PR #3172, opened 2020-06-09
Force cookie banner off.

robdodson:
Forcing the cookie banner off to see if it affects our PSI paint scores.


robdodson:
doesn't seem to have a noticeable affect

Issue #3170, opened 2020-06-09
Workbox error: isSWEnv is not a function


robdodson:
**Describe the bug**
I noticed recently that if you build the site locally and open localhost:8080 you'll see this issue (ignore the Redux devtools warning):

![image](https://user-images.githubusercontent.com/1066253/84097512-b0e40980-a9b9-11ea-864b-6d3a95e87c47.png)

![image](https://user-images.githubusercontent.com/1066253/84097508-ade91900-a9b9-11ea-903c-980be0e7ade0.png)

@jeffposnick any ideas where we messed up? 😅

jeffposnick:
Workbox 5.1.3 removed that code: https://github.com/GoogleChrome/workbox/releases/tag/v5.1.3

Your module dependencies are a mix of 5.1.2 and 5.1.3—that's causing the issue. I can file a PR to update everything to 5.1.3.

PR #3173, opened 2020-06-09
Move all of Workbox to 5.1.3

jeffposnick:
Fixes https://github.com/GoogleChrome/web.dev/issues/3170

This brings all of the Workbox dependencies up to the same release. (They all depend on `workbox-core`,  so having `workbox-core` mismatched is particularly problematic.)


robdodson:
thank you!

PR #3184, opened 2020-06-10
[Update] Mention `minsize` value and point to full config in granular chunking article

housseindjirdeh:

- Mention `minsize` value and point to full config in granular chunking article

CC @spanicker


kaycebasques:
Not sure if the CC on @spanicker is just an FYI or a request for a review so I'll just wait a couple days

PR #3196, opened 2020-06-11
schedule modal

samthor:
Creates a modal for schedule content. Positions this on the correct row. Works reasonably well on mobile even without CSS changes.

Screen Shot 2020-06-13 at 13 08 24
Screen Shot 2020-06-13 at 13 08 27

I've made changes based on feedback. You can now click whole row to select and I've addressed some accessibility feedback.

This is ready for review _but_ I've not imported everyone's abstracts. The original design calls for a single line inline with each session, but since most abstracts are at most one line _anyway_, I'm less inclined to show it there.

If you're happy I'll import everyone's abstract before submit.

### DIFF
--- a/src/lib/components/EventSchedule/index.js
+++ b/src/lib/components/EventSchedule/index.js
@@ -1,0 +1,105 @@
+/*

▬▬▬

Brief: Which lines in the data above hold the word "full"? Return each of them.

Solved exercise:
[Update] Mention `minsize` value and point to full config in granular chunking article
- Mention `minsize` value and point to full config in granular chunking article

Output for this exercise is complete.